PR #604, opened 2020-05-02
Bugfixes in sash, libc/putenv.

Mellvik:
- process sash startupfile(s) (set environment variables etc.) before initializing history and running scripts.
- fixed bug in history command search and added check for buffer overflow.
- setting environment variable HISTORY to zero now REALLY turns off history in sash.
- fixed bug in libc/putenv.c that allowed environment variables w/o value to be added to the environment, multiple times.

### DIFF
--- a/elkscmd/sash/cmd_history.c
+++ b/elkscmd/sash/cmd_history.c
@@ -32,13 +32,16 @@ init_hist() {
                 if (histcnt > HISTMAX)
                         histcnt = HISTMAX;
         }
+	if (!histcnt) return;
         histbuf = malloc(histcnt * sizeof(char*));
         if (!histbuf) {
                 fprintf(stderr, "No history buffer, history turned off\n");
                 histcnt = 0;
-        }
-        while (k < histcnt)     /* initialize history list */
-                histbuf[k++] = NULL;
+        } else {
+        	while (k < histcnt)     /* initialize history list */
+                	histbuf[k++] = NULL;
+	}
+	return;
 }
 
 
@@ -92,7 +95,7 @@ cmd_search(char * pat) {
 	for (i = 0; i < histcnt; i++) {
 		idx = map_ind(-i);
 		if ((found = strstr(histbuf[idx], pat)))
-			return(found);
+			return(histbuf[idx]);
 	}
 	return(NULL);
 }
@@ -202,10 +205,14 @@ fixbuf(char *cmd, char *prev, char *pos, char *cm) {
 
 	char buf[CMDBUF];
 
-	strcpy(buf, cmd);
-	strcat(buf, prev);
-	strcat(buf, pos);
-	strcpy(cm, buf);
+	if ((strlen(cmd) + strlen(prev) + strlen(pos)) > (CMDBUF -1)) 
+		fprintf(stderr, "Buffer overflow in command history \n");
+	else {
+		strcpy(buf, cmd);
+		strcat(buf, prev);
+		strcat(buf, pos);
+		strcpy(cm, buf);
+	}
 	return;
 }
 
--- a/elkscmd/sash/cmds.c
+++ b/elkscmd/sash/cmds.c
@@ -727,7 +727,9 @@ do_setenv(argc, argv)
 		strcat(buf, "=");
 		strcat(buf, argv[2]);
 	}
-	putenv(buf);
+	if (putenv(buf)) 
+		fprintf(stderr, "usage: setenv VAR=value - value is optional, '=' is required.\n");
+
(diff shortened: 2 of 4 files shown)


ghaerr:
Hi Helge, thanks for the fixes.

> fixed bug in libc/putenv.c that allowed environment variables w/o value to be added to the environment, multiple times.

Does this fix disallow sash's previous "setenv SDF" and require a value? How does one set an empty environment variable in sash now?

Mellvik:
.
> Does this fix disallow sash's previous "setenv SDF" and require a value? How does one set an empty environment variable in sash now? 
> 
Well - yes and no. Previously, setenv SDF would delete SDF if it existed already and had a value. Otherwise it would create it - with no value - even if it existed. So I decided to take the csh route (the origin of the setenv etc. commands), and disallow environment variables w/o value. Forgetting that the change may actually affect ash too. I have to look at that.

Right now putenv() (libc) returns errno 22 if there's no value, this is not picked up by the setenv command in sash. It's just silently ignored, which is not good...

I'll fix that in an updated PR. And I have no objections to valueless environment variables in sash btw. @ghaerr, what's your take?

--Mellvik

ghaerr:
> So I decided to take the csh route (the origin of the setenv etc. commands), and disallow environment variables w/o value. 

Sounds good. So sash should not accept "setenv SDF", and instead show usage.



> Forgetting that the change may actually affect ash too. I have to look at that.

Just test ash to make sure it works with the modified putenv. Ash allows "export SDF=" and should insert SDF= into the environment. `getenv` would return a pointer to a 0 length ('\0' terminated) string, not NULL, which I'm sure it already does. Before this modification, "export SDF" will insert SDF= into the environment, just the same as "export SDF=", so it's probably ok.

> Right now putenv() (libc) returns errno 22 if there's no value, 

That's proper behavior. `putenv` should accept strings like `SDF=`, and reject `SDF`.

However, putenv should include errno.h and set errno = EINVAL, don't use constants.

> this is not picked up by the setenv command in sash. It's just silently ignored, which is not good...

"setenv SDF" should print the usage line, IMO.

Mellvik:
Thanks @ghaerr,
I will update the PR. 

While at it, I'll add a '-c' option to sash for compatibility. Currently sash fails when run as a subshell from interactive programs (editors etc.) because all (most) such programs executes $SHELL -c <command>. 


--Mellvik

Mellvik:
sash -c is not included in this PR.

ghaerr:
Helge,

I don't think adding the putenv error message is correct, for two reasons: first, the usage of sash setenv is not 'setenv SDF=value', but 'setenv SDF value'. Run 'setenv' with no arguments or look in /etc/sashrc. Secondly, sash already has its own builtin argument error checking and usage display mechanism. This includes the required and min and max args. This mechanism should be used, rather than adding an unneeded error message from a library routine.

Mellvik:
@ghaerr,

> 
> the usage of sash setenv is not 'setenv SDF=value', but 'setenv SDF value'.
> 
Actually both work. I'll add error checking to setenv, keeping it in line with the csh style.
> sash already has its own builtin argument error checking and usage display mechanism.
> 
I was looking for that, and missed it.
> 
I'd appreciate if you could merge this PR and I'll put the changes into the next PR, with fixed '-c' and some additional fixes.


—Mellvik

ghaerr:
> Actually both work.

That's only because of the way that sash built the environment string with one argument, passed to putenv. Its a bug when the same mechanism is tried with two arguments.

>  I'll add error checking to setenv, keeping it in line with the csh style.

That's not needed, contributes to bloat, and means something different when minargs = maxargs = 2.

> I'd appreciate if you could merge this PR and I'll put the changes into the next PR

Ok. I hope you understand that my approach is to try to get all contributions to be be thoroughly tested, as a common practice. The problem is, that few test a new feature other than the originating programmer!

Mellvik:
@ghaerr,

> Ok. I hope you understand that my approach is to try to get all contributions to be be thoroughly tested, as a common practice. The problem is, that few test a new feature other than the originating programmer!
> 
I appreciate your intentions - and share the goal. Your critical reviews and comments are very useful - and important. 
Indeed there are too few of us, and less testing than desired. Still the rate of progress has been inspiring recently.

> I'll add error checking to setenv, keeping it in line with the csh style.
> 
> That's not needed, contributes to bloat, and means something different when minargs = maxargs = 2.
> 


SASH: I hadn't fully grasped the functionality of the command table. The error message in setenv is now simply a perror().
Awaiting the merge of your sash updates.

—Mellvik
═══
In the entries above, locate every line with the word "will" and copy it.

Just test ash to make sure it works with the modified putenv. Ash allows "export SDF=" and should insert SDF= into the environment. `getenv` would return a pointer to a 0 length ('\0' terminated) string, not NULL, which I'm sure it already does. Before this modification, "export SDF" will insert SDF= into the environment, just the same as "export SDF=", so it's probably ok.
I will update the PR. 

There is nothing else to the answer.